• Painless, symmetric, distal bluish discoloration usually affecting hands and occasionally feet (1)
    • Peripheral parts: Ear, nose, and nipple can be affected.
    • Affected areas can be cool.
  • Often secondary to underlying cause (2)
  • Unlike Raynaud phenomenon (RP), acrocyanosis is continually persistent.
    • RP has a broad differential but is distinct from acrocyanosis and is differentiated by the waxing and waning of extremity discoloration.


Unknown, uncommon


  • Mostly affects persons <30 years old
  • Typically more common in colder climates, with increased outdoor exposure, and in people with lower BMIs

Etiology and Pathophysiology

Unknown, several theories

  • Vasospasm of arteries and arterioles with secondary dilatation of capillaries and veins, leading to cyanosis (2)


Risk Factors

  • Low BMI
  • Outdoor exposure in cold climates

General Prevention

  • Keep hands and feet warm.
  • Wear additional socks and gloves (fingerless gloves for work).

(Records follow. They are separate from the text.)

PR #241, opened 2022-09-13
Endpoint for fetching blinded blocks

michaelsproul:
This PR adds a new endpoint analogous to `/eth/v2/beacon/blocks/{block_id}` that serves _blinded_ blocks rather than full blocks. The new endpoint is `/eth/v1/beacon/blinded_blocks/{block_id}`.

We already have other endpoints for creating new blinded blocks and POSTing signed blinded blocks back to the BN, so this PR completes the trilogy.

There are several reasons why such an endpoint is useful and desirable:

- Most consensus clients do not store full blocks with execution payloads in their databases. Fetching a finalized blinded block can be done more quickly and efficiently than serving a full block which has had its payload pruned and would require a call to the EL to reconstruct.
- Blinded blocks contain a lot of useful information that isn't in block headers, including the execution block hash, execution block number, attestations, exits, etc. For many consensus-oriented tools blinded blocks are sufficient to conduct their analysis (this is true of my block fingerprinting tools, and @jclapis's Rocket Pool tools). Blinded blocks can also be useful for builders and execution-oriented tools which might want to know e.g. the `block_number` of the head block, without fetching all transactions.

### DIFF
--- a/apis/beacon/blocks/blinded_block.yaml
+++ b/apis/beacon/blocks/blinded_block.yaml
@@ -1,0 +1,61 @@
+get:
+  operationId: getBlindedBlock
+  summary: Get blinded block
+  description: |
+    Retrieves blinded block for given block ID.
+    Depending on `Accept` header it can be returned either as JSON or as bytes serialized by SSZ
+  tags:
+    - Beacon
+  parameters:
+    - name: block_id
+      in: path
+      required: true
+      $ref: '../../../beacon-node-oapi.yaml#/components/parameters/BlockId'
+  responses:
+    "200":
+      description: "Successful response"
+      headers:
+        Eth-Consensus-Version:
+          $ref: '../../../beacon-node-oapi.yaml#/components/headers/Eth-Consensus-Version'
+      content:
+        application/json:
+          schema:
+            title: GetBlindedBlockResponse
+            type: object
+            properties:
+              version:
+                type: string
+                enum: [phase0, altair, bellatrix]
+                example: "phase0"
+              execution_optimistic:
+                $ref: "../../../beacon-node-oapi.yaml#/components/schemas/ExecutionOptimistic"
+              data:
+                oneOf:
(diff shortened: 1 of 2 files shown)


rolfyone (approved):
LGTM. should be easy to implement in teku, I know you were seeking opinions on that too...

djrtwo (approved):
looks reasonable

apis/beacon/blocks/blinded_block.yaml
```diff
@@ -0,0 +1,61 @@
...
+          $ref: '../../../beacon-node-oapi.yaml#/components/headers/Eth-Consensus-Version'
+      content:
+        application/json:
+          schema:
+            title: GetBlindedBlockResponse
+            type: object
+            properties:
+              version:
+                type: string
+                enum: [phase0, altair, bellatrix]
```
mpetrunic, line 28:
```suggestion
                enum: [bellatrix]
```

apis/beacon/blocks/blinded_block.yaml
```diff
@@ -0,0 +1,61 @@
...
+                example: "phase0"
```
mpetrunic, line 29:
```suggestion
                example: "bellatrix"
```

mpetrunic (commented):
Small comment, otherwise looks good!

apis/beacon/blocks/blinded_block.yaml
michaelsproul: I think it makes sense to return full phase0 and altair blocks on this endpoint as if they are blinded. It enables tools to just use a single endpoint without switching URLs at the Bellatrix fork.

There's a precedent for doing this already with the [blinded block production endpoint](https://ethereum.github.io/beacon-APIs/?urls.primaryName=dev#/Validator/produceBlindedBlock), so I imagine all clients can implement it easily:

> Pre-Bellatrix, this endpoint will return a BeaconBlock.

mpetrunic: Sounds good!

PR #242, opened 2022-09-13
Endpoint for state RANDAO mix

michaelsproul:
Add an endpoint to fetch the RANDAO mix from a given state at some epoch.

The endpoint path is `/eth/v1/beacon/states/{state_id}/randao`.

With the merge the RANDAO mix has taken on increased significance, as it is embedded in execution payloads and available in the EVM.

Currently for tools that want to access the `prev_randao` from outside the beacon node for the purposes of payload construction or validation, they must load an entire beacon state using the debug endpoint. This is prohibitively slow for something that _should_ be fast with the right API.

With this API, they can immediately get access to the correct `prev_randao` value using `/eth/v1/beacon/states/head/randao` prior to block construction (or can use the `state_id` corresponding to the parent block).

### DIFF
--- a/apis/beacon/states/randao.yaml
+++ b/apis/beacon/states/randao.yaml
@@ -1,0 +1,63 @@
+get:
+  operationId: "getStateRandao"
+  summary: "Get the RANDAO mix for some epoch."
+  description: |
+    Fetch the RANDAO mix for a requested epoch from the state identified by `state_id`.
+
+    If an epoch is not specified then the RANDAO mix for the state's current epoch will be returned.
+  tags:
+    - Beacon
+  parameters:
+    - name: state_id
+      in: path
+      $ref: '../../../beacon-node-oapi.yaml#/components/parameters/StateId'
+    - name: epoch
+      description: "Epoch to fetch the RANDAO mix for. Default: state's current epoch."
+      in: query
+      required: false
+      allowEmptyValue: false
+      schema:
+        allOf:
+          - $ref: '../../../beacon-node-oapi.yaml#/components/schemas/Uint64'
+          - example: ""
+  responses:
+    "200":
+      description: Success
+      content:
+        application/json:
+          schema:
+            title: GetStateRandaoResponse
+            type: object
+            properties:
+              execution_optimistic:
+                $ref: "../../../beacon-node-oapi.yaml#/components/schemas/ExecutionOptimistic"
+              data:
+                type: object
+                properties:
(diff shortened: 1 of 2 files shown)


apis/beacon/states/randao.yaml
```diff
@@ -0,0 +1,63 @@
+get:
+  operationId: "getStateRandao"
+  summary: "Get the RANDAO mix for some epoch."
```
ralexstokes, line 3: don't we want per-slot granularity here?

right now you will call this endpoint with a given `epoch` and its value will change throughout the epoch

if we specify per-slot then infra can cache the value and consumers can be more precise with exactly what value they want

realbigsean: You already get that granularity with the `StateId` path param, right? 

So maybe the description here should be more like "Get the RANDAO mix for some epoch in a specified state."

ralexstokes: right, yeah that makes sense

djrtwo: agreed!

djrtwo (commented):
should there be a bound on state accessor or is it fine/easy to do for any depth?

apis/beacon/states/randao.yaml
michaelsproul: done!

michaelsproul:
> should there be a bound on state accessor or is it fine/easy to do for any depth?

Like the other state APIs it depends on the node's configuration & pruning settings. In Lighthouse's default config these queries will be fast close to the head, and unavailable for most historic states unless the user has opted into reconstructing and storing them (in which case they could be slow or fast).

michaelsproul:
This is ready for review again

riposteX:
Any chance you could also return the beacon node's current slot in the response?

Otherwise you may not be receiving the randao you're expecting.

dapplion (dismissed):
LGTM!

michaelsproul:
@riposteX For consistency with the other state APIs I'd prefer to leave the `slot` out. If you want to be sure of the state from which you're drawing the RANDAO mix you can use the `state_id` to specify one. A good method for reliably getting the head's RANDAO mix is to listen for the `head` event on the SSE endpoint (https://ethereum.github.io/beacon-APIs/#/Events/eventstream), and then query for the RANDAO mix using the `state` root you get from there.

rolfyone (approved):
LGTM

PR #245, opened 2022-09-20
Endpoint for EIP-4881 Deposit Contract Snapshot

ethDreamer:
Adds the endpoint for downloading the [`EIP-4881`](https://eips.ethereum.org/EIPS/eip-4881#specification) Deposit Tree Snapshot during weak subjectivity sync.

### DIFF
--- a/apis/beacon/deposit_snapshot.yaml
+++ b/apis/beacon/deposit_snapshot.yaml
@@ -1,0 +1,34 @@
+  get:
+    operationId: getDepositSnapshot
+    summary: "Get Deposit Tree Snapshot"
+    description: |
+      Retrieve [EIP-4881](https://eips.ethereum.org/EIPS/eip-4881) Deposit Tree Snapshot.
+      Depending on `Accept` header it can be returned either as json or as bytes serialzed by SSZ
+    tags:
+      - Beacon
+    responses:
+      "200":
+        description: Success
+        content:
+          application/json:
+            schema:
+              type: object
+              title: GetDepositSnapshotResponse
+              properties:
+                data:
+                  $ref: '../../beacon-node-oapi.yaml#/components/schemas/DepositSnapshotResponse'
+          application/octet-stream:
+            schema:
+              description: "SSZ serialized block bytes. Use Accept header to choose this response type"
+      "404":
+        description: "No Finalized Snapshot Available"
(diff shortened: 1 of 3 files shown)


michaelsproul (dismissed):
LGTM once merge conflicts are addressed

apis/beacon/deposit_snapshot.yaml
```diff
@@ -0,0 +1,34 @@
...
+              description: "SSZ serialized block bytes. Use Accept header to choose this response type"
+      "404":
+        description: "No Finalized Snapshot Available"
+        content:
+          application/json:
+            schema:
+              allOf:
+                - $ref: "../../beacon-node-oapi.yaml#/components/schemas/ErrorMessage"
+                - example:
+                    code: 404
```
arnetheduck, line 31: we use 404 for when the "thing" is known not to exist (for example an empty slot) - a different code would probably be useful here for ephemeral error conditions (503/syncing for example)

apis/beacon/deposit_snapshot.yaml
```diff
@@ -0,0 +1,34 @@
+  get:
```
arnetheduck, line 1: should there be support for downloading historical snapshots? ie when checkpoint-syncing, one will want to have a matching snapshot to the state that's being synced, which may or may not (due to race conditions or checkpoint age choice) be the same as the snapshot being served by "default"

rolfyone: I think the main idea is just to get a starting point rather than download the whole deposit log, so I think there's probably not a need currently to get historical snapshots...

rolfyone:
resolved conflicts. Let me know if you're interested in continuing discussion or happy to merge @arnetheduck

apis/beacon/deposit_snapshot.yaml
rolfyone: I do tend to agree 404 isn't ideal (a server with a route that is missing is also 404) - even if it was a 400, or potentially 503 might work... I'll see if i can get some more opinions on this one.

rolfyone:
There's been no further feedback in more than 10 days. resolved conflicts again and will merge.

rolfyone (approved):
LGTM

Commonly Associated Conditions

Associated conditions may occur with secondary RP and include the following:

  • Connective tissue disease (systemic lupus erythematosus [SLE], scleroderma, etc.)
  • Occlusive peripheral vascular disease. Buerger disease is an advanced case.
  • Drugs: SSRIs, TCAs, vasopressors, α-agonists (cocaine, amphetamines), ergotamines, nicotine, some chemotherapeutic agents
  • Hematologic causes: cold agglutinins, polycythemia, paraproteinemias, cryoglobulins, cryofibrinogens
  • Trauma and vibration: pneumatic tools, damage to distal arteries
  • Environmental exposure: chilblains (pernio), frostbite



  • Painless blue fingers, hands, nose, lips, toes, or feet
  • Digits may often feel cool.
  • Symptoms worsen with cooler temperatures.
  • Onset typically in 2nd or 3rd decade
  • Symptoms are long-standing but not generally progressive.
  • Can be associated with hyperhidrosis of hands (“sweaty palms”)

Physical Exam

  • Cyanosis of affected areas, usually distal hands and feet
  • Bilateral involvement
  • Peripheral pulses are strong.
  • No trophic changes (no loss of hair) nor ulcerations

Differential Diagnosis

  • RP
  • Staining of skin (Consider wiping the skin with an alcohol swab.)
  • Chilblains
  • Livedo reticularis
  • Peripheral neuropathy affecting vascular flow
  • Complex regional pain syndrome (previously reflex sympathetic dystrophy or causalgia)
  • Occlusive arterial disease (usually affects only one limb and is progressively painful)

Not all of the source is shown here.